Issue #543, opened 2024-02-23
amrex::Abort does not unconditionally abort on GPU


BenWibking:
**Describe the bug**
We have been relying on `amrex::Abort` to unconditionally abort the code when called from GPU code. However, this only works when compiled in debug mode (or with additional compiler flags).

We need to rewrite the error handling code for iterative solves so that it correctly handles errors when `-DCMAKE_BUILD_TYPE=Release` is used (the default).

The Quokka documentation incorrectly describes `amrex::Abort` based on the old AMReX documentation (which was incorrect): https://quokka-astro.github.io/quokka/error_checking.html

**To Reproduce**
1. Compile the PopIII problem for GPU
2. It should crash with a VODE failure at timestep 58
3. Observe that it does not.

**Additional context**
The AMReX documentation was recently changed (October 2023) to reflect this new behavior, but this change was not communicated to the user community: https://github.com/AMReX-Codes/amrex/pull/3605.

**This affects both the Newton-Raphson solve used by the radiation code as well as the Microphysics chemistry integrator.**
cc @psharda @chongchonghe

chongchonghe:
This is important to know. I always reply on `AMREX_ASSERT`, `AMREX_ALWAYS_ASSERT`, or `AMREX_ALWAYS_ASSERT_WITH_MESSAGE`. I guess they all reply on amrex::Abort, right? Then, what is the solution? How do we "rewrite the error handling code" so that the code handles errors in release build? According to the documentation, we should set `USE_ASSERTION=TRUE` at compile time to enable `AMREX_ALWAYS_ASSERT` in GPU release build.

BenWibking:
> This is important to know. I always reply on `AMREX_ASSERT`, `AMREX_ALWAYS_ASSERT`, or `AMREX_ALWAYS_ASSERT_WITH_MESSAGE`. I guess they all reply on amrex::Abort, right?

Yes.

> Then, what is the solution? How do we "rewrite the error handling code" so that the code handles errors in release build?

You have to rewrite the function so it returns an error code that you then check. For an example, see the cooling code:
https://github.com/quokka-astro/quokka/blob/fcde1aa11205ed64365e42ce7e084a9964aa7e9f/src/CloudyCooling.hpp#L278
https://github.com/quokka-astro/quokka/blob/fcde1aa11205ed64365e42ce7e084a9964aa7e9f/src/CloudyCooling.hpp#L298

[...]

PR #575, opened 2024-03-18
Fix amrex::abort not aborting unconditionally on GPUs (for primordial chem and popiii problems)

psharda:
### Description
As described in #543 , `amrex::Abort()` does not unconditionally abort on GPUs. Following the workaround proposed in #543, I have implemented a way to circumvent this issue for problems using microphysics' `burn` (PrimordialChem and PopIIII).

### Related issues
#543 

### Checklist


src/Chemistry.hpp
```diff
@@ -88,14 +93,12 @@ template <typename problem_t> void computeChemistry(amrex::MultiFab &mf, const R
...
-
+			burnsteps(i, j, k) = chemstate.success;
+		
 			if (std::isnan(chemstate.xn[0]) || std::isnan(chemstate.rho)) {
 				amrex::Abort("Burner returned NAN");
 			}
 
-			if (!chemstate.success) {
-				amrex::Abort("VODE integration was unsuccessful!");
-			}
```
psharda, line 109: Now there is no point in having this loop here, right?

src/Chemistry.hpp
```diff
@@ -143,6 +146,11 @@ template <typename problem_t> void computeChemistry(amrex::MultiFab &mf, const R
 			}
 		});
 	}
+
+	int burnmin = burnstepsMF.min(0);
+	if (burnmin == 0) {
+		amrex::Abort("VODE integration was unsuccessful!");
+	}
```
psharda, line 168: I see a potential issue here. We do not do the burn in all the cells, only in cells that have rho > rho_threshold. So, what is the value of `burnstepsMF` for cells where a burn is not done? Is it 0? If yes, then this won't work here.

src/Chemistry.hpp
```diff
@@ -88,15 +93,12 @@ template <typename problem_t> void computeChemistry(amrex::MultiFab &mf, const R
 			// do it in .cpp so that it is not built at compile time for all tests
 			// which would otherwise slow down compilation due to the large RHS file
 			chemburner(chemstate, dt);
+			burnsteps(i, j, k) = chemstate.success;
 
 			if (std::isnan(chemstate.xn[0]) || std::isnan(chemstate.rho)) {
 				amrex::Abort("Burner returned NAN");
 			}
```
psharda, line 100: Don't think this loop is needed? But I must have encountered a case in the past where the burn seemed to be successful but the mass fraction or density returned were NAN, which is why I check for NAN here. But again, this won't work on GPUs all the time. Not sure if 1.) this is still needed and 2.) if yes, how to fix it other than defining new MFs in the way I do to store `chemstate.success`.

BenWibking: You could instead have a MultiFab that stores whether it's successful or not (either 0 or 1 or `true` or `false`). Then you can set `false` for any cell that returns NAN.

src/Chemistry.hpp
BenWibking: If you want to determine whether it succeeded based on the number of steps, then you should instead do `int burnmax = burnstepsMF.max(0);` and check whether `burnmax == max_steps_for_burn`.

Or you could create a boolean / integer multifab where it just stores true or false for success or failure.

BenWibking (changes requested):
Some changes are needed.

You should either check whether the maximum number of steps is equal to a preset maximum number of steps to see if it failed, *or* you should follow Castro and just propagate `true` or `false` values.

src/Chemistry.hpp
psharda: But we dont want to determine if the burn succeeded based on the number of steps. We want to determine if the burn succeeded based on the value of the boolean variable `chemstate.success`

psharda:
We dont use the max number of steps to evaluate if the burn succeeded, we use `chemstate.success`

src/Chemistry.hpp
BenWibking: Ok. In that case, I would recommend following the implementation used in Castro in `Castro::react_state`:
https://github.com/AMReX-Astro/Castro/blob/5728a640ea7e5e7c47532402ff754e6a1a030fe6/Source/reactions/Castro_react.cpp#L407

BenWibking:
> We dont use the max number of steps to evaluate if the burn succeeded, we use `chemstate.success`

That makes sense. I was thinking of what I did for the cooling integrator, where the max steps is used for this purpose. I would recommend carefully looking at what Castro does to handle this:
https://github.com/AMReX-Astro/Castro/blob/5728a640ea7e5e7c47532402ff754e6a1a030fe6/Source/reactions/Castro_react.cpp#L407

If it's not clear, I can explain it in more detail, or you can ask Mike.

src/Chemistry.hpp
```diff
@@ -94,8 +102,16 @@ template <typename problem_t> void computeChemistry(amrex::MultiFab &mf, const R
...
-				amrex::Abort("VODE integration was unsuccessful!");
+				burn_failed = 1;
+			}
+
+#if defined(AMREX_USE_GPU)
+			if (burn_failed) {
+				amrex::Gpu::Atomic::Add(p_num_failed, burn_failed);
 			}
+#else
+			num_failed += burn_failed;
```
psharda: I get an error on this line:

```
/Users/psharda/Documents/quokka/src/Chemistry.hpp:113:15: error: cannot assign to a variable captured by copy in a non-mutable lambda
                        num_failed += burn_failed;
                        ~~~~~~~~~~ ^
```

psharda:
Can you review my implementation

src/Chemistry.hpp
```diff
@@ -31,15 +31,21 @@ AMREX_GPU_DEVICE void chemburner(burn_t &chemstate, Real dt);
...
 	const BL_PROFILE("Chemistry::computeChemistry()");
 	for (amrex::MFIter iter(mf); iter.isValid(); ++iter) {
 		const amrex::Box &indexRange = iter.validbox();
 		auto const &state = mf.array(iter);
 
-		if (dt < 0) {
-			amrex::Abort("Cannot do chemistry with dt < 0!");
-		}
-
 		amrex::ParallelFor(indexRange, [=] AMREX_GPU_DEVICE(int i, int j, int k) noexcept {
```
BenWibking, line 47: You can try changing this line to:
`amrex::ParallelFor(indexRange, [=, &num_failed] AMREX_GPU_DEVICE(int i, int j, int k) noexcept {`

src/Chemistry.hpp
```diff
@@ -142,7 +158,19 @@ template <typename problem_t> void computeChemistry(amrex::MultiFab &mf, const R
...
+#endif
 	}
+
+#if defined(AMREX_USE_GPU)
+	num_failed = *(d_num_failed.copyToHost());
+#endif
+
+	burn_success = !num_failed;
+
+	amrex::ParallelDescriptor::ReduceIntMin(burn_success);
```
BenWibking, line 164: You have to do something here with the value of `burn_success` at the end of this function. The reasonable options are to either i) abort the code if burn_success is false, or ii) return the value of burn_success, and let the hydro update figure out what to do.

src/Chemistry.hpp
BenWibking: This is necessary because of https://en.cppreference.com/w/cpp/language/lambda#Lambda_capture.

psharda:
HIP build fails, and gives the same error even though I am using `num_failed` in the ParallelFor loop.

Unrelated, but the HIP build does not set `amdgpu-function-calls=true`.

BenWibking:
> HIP build fails, and gives the same error even though I am using `num_failed` in the ParallelFor loop.
> 
> Unrelated, but the HIP build does not set `amdgpu-function-calls=true`.

Oh, I see. It turns out you can actually use `amrex::Gpu::Atomic::add` on CPU as well, so you don't need separate code for GPU vs CPU. You can just always use the GPU version.

psharda:
> > HIP build fails, and gives the same error even though I am using `num_failed` in the ParallelFor loop.
> > Unrelated, but the HIP build does not set `amdgpu-function-calls=true`.
> 
> Oh, I see. It turns out you can actually use `amrex::Gpu::Atomic::add` on CPU as well, so you don't need separate code for GPU vs CPU. You can just always use the GPU version.

But the quantity we add, `p_num_failed` is defined above only for GPU

BenWibking:
> > > HIP build fails, and gives the same error even though I am using `num_failed` in the ParallelFor loop.
> > > Unrelated, but the HIP build does not set `amdgpu-function-calls=true`.
> > 
> > 
> > Oh, I see. It turns out you can actually use `amrex::Gpu::Atomic::add` on CPU as well, so you don't need separate code for GPU vs CPU. You can just always use the GPU version.
> 
> But the quantity we add, `p_num_failed` is defined above only for GPU

You can remove the ifdefs so it's always defined.

psharda:
Still crashes during build with the same error :/

src/Chemistry.hpp
```diff
@@ -31,16 +31,20 @@ AMREX_GPU_DEVICE void chemburner(burn_t &chemstate, Real dt);
...
 	for (amrex::MFIter iter(mf); iter.isValid(); ++iter) {
 		const amrex::Box &indexRange = iter.validbox();
 		auto const &state = mf.array(iter);
 
-		if (dt < 0) {
-			amrex::Abort("Cannot do chemistry with dt < 0!");
-		}
-
-		amrex::ParallelFor(indexRange, [=] AMREX_GPU_DEVICE(int i, int j, int k) noexcept {
+		amrex::ParallelFor(indexRange, [=, &num_failed] AMREX_GPU_DEVICE(int i, int j, int k) noexcept {
```
BenWibking: You can get rid of `&num_failed`.

src/Chemistry.hpp
```diff
@@ -94,9 +100,14 @@ template <typename problem_t> void computeChemistry(amrex::MultiFab &mf, const R
...
 
 			if (!chemstate.success) {
-				amrex::Abort("VODE integration was unsuccessful!");
+				burn_failed = 1;
 			}
 
+			if (burn_failed) {
+				amrex::Gpu::Atomic::Add(p_num_failed, burn_failed);
+			}
+			num_failed += burn_failed;
```
BenWibking: You can delete this line.

BenWibking:
> Still crashes during build with the same error :/

The point is to avoid using `num_failed` at all inside the `ParallelFor`, so you should delete the capture argument `&num_failed` and remove the assignment to it.

psharda:
> > Still crashes during build with the same error :/
> 
> The point is to avoid using `num_failed` at all inside the `ParallelFor`, so you should delete the capture argument `&num_failed` and remove the assignment to it.




But do you keep these lines then, or remove `num_failed` completely:

https://github.com/psharda/quokka/blob/0c104a569b449cd4f19222c01f03df0caf6a4a50/src/Chemistry.hpp#L40

https://github.com/psharda/quokka/blob/0c104a569b449cd4f19222c01f03df0caf6a4a50/src/Chemistry.hpp#L163

https://github.com/psharda/quokka/blob/0c104a569b449cd4f19222c01f03df0caf6a4a50/src/Chemistry.hpp#L166

BenWibking:
You should probably keep line 163:
https://github.com/psharda/quokka/blob/0c104a569b449cd4f19222c01f03df0caf6a4a50/src/Chemistry.hpp#L163
but remove the ifdefs.

psharda:
> You should probably keep line 163: https://github.com/psharda/quokka/blob/0c104a569b449cd4f19222c01f03df0caf6a4a50/src/Chemistry.hpp#L163 but remove the ifdefs.

Yeah thats what I was thinking, otherwise there's no point of `num_failed` on CPUs 🗡️

psharda:
Okay, the tests should pass now. But 1.) we still have some other `amrex::Abort()` calls in the `ParallelFor` loop, and 2.) I should test that this actually works by starting from 'wrong' initial mass fractions that should make the burn unsuccessful, and we should see an abort on GPU.

src/Chemistry.hpp
```diff
@@ -142,6 +152,19 @@ template <typename problem_t> void computeChemistry(amrex::MultiFab &mf, const R
 				state(i, j, k, HydroSystem<problem_t>::scalar0_index + nn) = inmfracs[nn] * rho; // scale by rho to return partial densities
 			}
 		});
+
+#if defined(AMREX_USE_HIP)
+		amrex::Gpu::streamSynchronize(); // otherwise HIP may fail to allocate the necessary resources.
```
psharda, line 157: @BenWibking why should this be defined only if HIP is used, instead of being defined for all GPU? As in, shouldn't the correct ifdef be `if defined(AMREX_USE_GPU)`?

psharda:
> Unrelated, but the HIP build does not set `amdgpu-function-calls=true`.

How do we ensure this is not the case, in the workflow file for the HIP test? It's not setting it explicitly, but calling a cache.

src/Chemistry.hpp
BenWibking: It's to work around a bug on AMD.

psharda:
I can confirm that this works on both CPU and GPU, and aborts if the burn fails. We can merge it once the last remaining test passes.

BenWibking (approved):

WHAT THE TASK ASKS
Copy every line of the material above in which the word "chemburner" appears.

EXPECTED OUTPUT
 			chemburner(chemstate, dt);
@@ -31,15 +31,21 @@ AMREX_GPU_DEVICE void chemburner(burn_t &chemstate, Real dt);
@@ -31,16 +31,20 @@ AMREX_GPU_DEVICE void chemburner(burn_t &chemstate, Real dt);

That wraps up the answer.